PR #6077, opened 2024-04-11
measure supports cols arg

### LINKED ISSUE #5063: Odd behaviour of `melt()` when using the `cols` argument in `measure()`

tdhock:
Closes #5063 in which some users wanted to provide the cols arg to measure, which may be useful/convenient instead of using pattern arg.

This is an alternative to #5115 which would make using the cols arg an error. Moving forward with that other PR would be complicated since there is quite a bit of code which is using the cols arg with patterns, thanks @MichaelChirico for investigating.

So this PR may be considered if we want to add support for cols arg (seems like users want it in #5063 at least).

### DIFF
--- a/inst/tests/tests.Rraw
+++ b/inst/tests/tests.Rraw
@@ -3159,6 +3159,9 @@ test(1034, as.data.table(x<-as.character(sample(letters, 5))), data.table(V1=x))
   DT_missing_l_2 = data.table(num_1=1, num_2=2, list_1=list(1), list_3=list(3))
   test(1035.0186, melt(DT_missing_l_2, measure.vars=measure(value.name, char, sep="_"), na.rm=TRUE), data.table(char="1", num=1, list=list(1)))
   test(1035.0187, melt(DT_missing_l_2, measure.vars=measure(value.name, char, sep="_"), na.rm=FALSE), data.table(char=c("1","2","3"), num=c(1,2,NA), list=list(1,NA,3)))
+  # measure supports cols arg, #5063
+  test(1035.0188, melt(DT_missing_l_2, measure.vars=measure(prefix, char, sep="_", cols=c("list_1","list_3"))), data.table(num_1=1,num_2=2,prefix="list",char=c("1","3"),value=list(1,3)))
+  test(1035.0188, melt(DT_missing_l_2, measure.vars=measure(value.name, char, sep="_", cols=c("list_1","list_3"))), data.table(num_1=1,num_2=2,char=c("1","3"),list=list(1,3)))
 
   ans1 = cbind(DT[, c(1,2,8), with=FALSE], variable=factor("l_1"))
   ans1[, value := DT$l_1]
--- a/inst/tests/tests.Rraw
+++ b/inst/tests/tests.Rraw
@@ -3160,8 +3160,13 @@ test(1034, as.data.table(x<-as.character(sample(letters, 5))), data.table(V1=x))
   test(1035.0186, melt(DT_missing_l_2, measure.vars=measure(value.name, char, sep="_"), na.rm=TRUE), data.table(char="1", num=1, list=list(1)))
   test(1035.0187, melt(DT_missing_l_2, measure.vars=measure(value.name, char, sep="_"), na.rm=FALSE), data.table(char=c("1","2","3"), num=c(1,2,NA), list=list(1,NA,3)))
   # measure supports cols arg, #5063
-  test(1035.0188, melt(DT_missing_l_2, measure.vars=measure(prefix, char, sep="_", cols=c("list_1","list_3"))), data.table(num_1=1,num_2=2,prefix="list",char=c("1","3"),value=list(1,3)))
-  test(1035.0189, melt(DT_missing_l_2, measure.vars=measure(value.name, char, sep="_", cols=c("list_1","list_3"))), data.table(num_1=1,num_2=2,char=c("1","3"),list=list(1,3)))
+  lcols = c("list_1","list_3")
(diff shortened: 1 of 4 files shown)


inst/tests/tests.Rraw
```diff
@@ -3159,6 +3159,9 @@ test(1034, as.data.table(x<-as.character(sample(letters, 5))), data.table(V1=x))
   DT_missing_l_2 = data.table(num_1=1, num_2=2, list_1=list(1), list_3=list(3))
   test(1035.0186, melt(DT_missing_l_2, measure.vars=measure(value.name, char, sep="_"), na.rm=TRUE), data.table(char="1", num=1, list=list(1)))
   test(1035.0187, melt(DT_missing_l_2, measure.vars=measure(value.name, char, sep="_"), na.rm=FALSE), data.table(char=c("1","2","3"), num=c(1,2,NA), list=list(1,NA,3)))
+  # measure supports cols arg, #5063
+  test(1035.0188, melt(DT_missing_l_2, measure.vars=measure(prefix, char, sep="_", cols=c("list_1","list_3"))), data.table(num_1=1,num_2=2,prefix="list",char=c("1","3"),value=list(1,3)))
+  test(1035.0189, melt(DT_missing_l_2, measure.vars=measure(value.name, char, sep="_", cols=c("list_1","list_3"))), data.table(num_1=1,num_2=2,char=c("1","3"),list=list(1,3)))
```
MichaelChirico, line 3164: What happens when we specify both `patterns=` and `cols=`?

tdhock: works as expected, same result, I just added a couple of tests.

tdhock: so do you agree that the approach in this PR (supporting cols arg) is preferable to the other PR?

MichaelChirico: I think I prefer this one. `patterns(cols=)` indeed already works as I'd expect:

```r
DT=data.table(a=1,b=2,c=3, aa=4)
DT[, .SD, .SDcols=patterns("^a", cols=c("a", "b"))]
#        a
#    <num>
# 1:     1
```

So deprecating `cols=` just removes a functionality, whereas this PR maintains that & adds new functionality.

tdhock: agree

tdhock:
ok tests are passing and I added a NEWS item, so I believe this one is ready to merge.

MichaelChirico (approved):
Excellent :)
--------------------
§ Work item
When a line of the data holds the string "which", pick it out and copy it.

§ Your response
Closes #5063 in which some users wanted to provide the cols arg to measure, which may be useful/convenient instead of using pattern arg.
This is an alternative to #5115 which would make using the cols arg an error. Moving forward with that other PR would be complicated since there is quite a bit of code which is using the cols arg with patterns, thanks @MichaelChirico for investigating.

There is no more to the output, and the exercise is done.